_TASK ITEM_: Using the data beneath, show every line that includes the word "MessageProps".

Saved data entries:
PR #1328, opened 2021-07-29
Message text

habin-isa:
## What does this do?
- Adds `sizeSmall` prop as on sign up we need the icon size and font size to be smaller
- Updates changelog

### DIFF
--- a/src/Message/Message.tsx
+++ b/src/Message/Message.tsx
@@ -10,6 +10,7 @@ export type MessageProps = {
   type?: 'info' | 'warning' | 'warning-bubble'
   alignIcon?: 'center' | 'flex-start' | 'flex-end'
   backgroundColor?: string
+  sizeSmall?: boolean
 }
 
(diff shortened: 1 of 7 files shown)


src/Message/Message.tsx
```diff
@@ -10,17 +10,24 @@ export type MessageProps = {
...
 export const Message: FC<MessageProps> = ({
   children,
   type = 'info',
   alignIcon = 'center',
   backgroundColor,
+  sizeSmall,
 }) => (
-  <Wrapper type={type} backgroundColor={backgroundColor}>
+  <Wrapper type={type} backgroundColor={backgroundColor} sizeSmall={sizeSmall}>
+    {sizeSmall}
```
fleonard, line 24: this looks odd placed here

habin-isa: Definite error not sure how that got there lol, will remove

fleonard (approved):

_SOLUTION TO THIS TASK_:
@@ -10,6 +10,7 @@ export type MessageProps = {
@@ -10,17 +10,24 @@ export type MessageProps = {
 export const Message: FC<MessageProps> = ({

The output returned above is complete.